The default allocator behave differently regarding the platform (mainly the operating system). On Windows, it requests memory to the OS and free it systematically for big buffer while the default memory allocators of Mac and Linux tends to be more conservative: they keep pretty big local chunks of memory and try to reuse them as much as possible rather than releasing the space to the OS.

This default policy has a drastic impact on performance and memory usage. Indeed, the allocator needs to fill all the values to 0 when a zero-filled memory buffer is requested from Numpy and the buffer is recycled from a previously allocated space (not yet released to the OS). However, when a zero-filled memory is directly requested from the OS, then the OS can return a virtual memory buffer that will be filled lazily only when a first-touch is performed on specific memory pages. This means the allocation can be much faster for huge array but the overhead of filling the array with zeros is delayed. In the end, the overhead of filling the array will be paid as long as all pages are read/written (ie. the array is completely read or written with some values). Actually, this lazy memory filling is more expensive than if the buffer would be recycled by the allocator due to page-faults. Some OS prefill memory chunks (possibly in separate threads) to speed up such zero-filled buffer requests. As a result, you should be very careful about the way you benchmark your application.

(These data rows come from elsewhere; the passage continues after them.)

PR #1248, opened 2026-06-04
make fit_constant work again

### LINKED ISSUE #1247: ml.residuals goes wrong when fit_constant=False in dev branch
### Describe the bug

I was checking the forecast notebook and noted the bias-correctio was wrong. After a long, long search, I nailed it down to ml.residuals given different answers for different tmin values when ml.solve(fit_constant=False)

### Expected behavior
Take any model and solve with ml.solve(fit_constant=False). Ie. basic_model.ipynb

### Code to reproduce
```
import matplotlib.pyplot as plt

sim1 = ml.simulate(tmin="2000-01-01", tmax="2014-01-01", warmup="3650D")
sim2 = ml.simulate(tmin="2005-01-01", tmax="2014-01-01", warmup="3650D")

obs1 = ml.observations(tmin="2000-01-01", tmax="2014-01-01")
obs2 = ml.observations(tmin="2005-01-01", tmax="2014-01-01")

residuals1 = obs1 - sim1
residuals2 = obs2 - sim2

fig, axes = plt.subplots(1, 2, figsize=(10.0, 4.0), sharey=True, layout="tight")
residuals1.dropna().plot(ax=axes[0], title="Residuals 2000-2014")
residuals2.dropna().plot(ax=axes[1], title="Residuals 2005-2014")

ml.residuals(tmin="2000-01-01", tmax="2014-01-01", warmup="3650D").plot()
ml.residuals(tmin="2005-01-01", tmax="2014-01-01", warmup="3650D").plot()
```

### Package and Python version

Pastas     : 2.0.0
Python     : 3.13.11
Numpy      : 2.4.6
Pandas     : 3.0.3
Scipy      : 1.17.1
Matplotlib : 3.10.9
Numba      : 0.65.1

raoulcollenteur:
# Short description
Fixes a double bug introduced by set_settings and the new solver. The param constant_d wasn't used because the dataframe was rebuilt so use self.set_parameter instead. And use a private attribute to estimate fit_constant when False. This used to be self.normalize_residuals, but I thought self._fit_constant is better and more clear.
- [x] closes issue #1247


pastas/model.py
```diff
@@ -147,7 +147,6 @@ def __init__(
 
         # some _attributes simulation and solving
         self._interpolate_simulation: bool | None = None
-        self._solve_success: bool | None = None
```
martinvonk, line 150: this should have been removed in #1031, but was left over

martinvonk: so good that it's getting removed now

martinvonk:
Good catch @raoulcollenteur. I was still a bit confused about the code and behavior, resulting from the internal state variables. So I tried to change to the code to make the behavior more obvious via a `subtract_mean` keyword argument to `Model.residuals`. Let me know if you like it. If not, feel free to revert https://github.com/pastas/pastas/pull/1248/changes/b3354d59fe202401a4e2efe961dd32e07c674c30.

raoulcollenteur:
@copilot revert https://github.com/pastas/pastas/commit/b3354d59fe202401a4e2efe961dd32e07c674c30.

Let's keep the code simple here, no need for exposing the user to additional keyword options that are only used internally.

martinvonk (approved):
Also fine :)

In practice, the memory requested to the OS is always filled with zeros on mainstream platforms (by default on Windows, Linux and Mac) because of security reasons: the memory previously allocated, filled and released by a process must not be accessible from another process since the memory chunks can contains sensitive information (for example your browser can store password in memory and you do not expect Numpy python script to be able to read them without any privileges). This zero filling is generally done at page-fault time. Thus, calling np.empty or np.zeros gives the same result when the array is requested from the OS. However, when the array is recycled by the allocator, then np.empty can be much faster and there is (generally) no page-fault overhead to pay (page-faults are done once per page as long as the memory pages are not stored somewhere else like in swap when you run out of memory).

Put it shortly, there is no way (only from Python) to speed up the creation of an array as long as you request the creation of a new array and you read/write all the target array. Using a custom system allocator does not help much since the array have to be filled anyway. If it is Ok for you to pay the overhead progressively, then you need to using a manual memmap. Otherwise you can preallocate some buffer and recycle them yourself. It can be faster because you may not need to fully fill them to zero and you will not pay the cost of pages faults. There is no free lunch.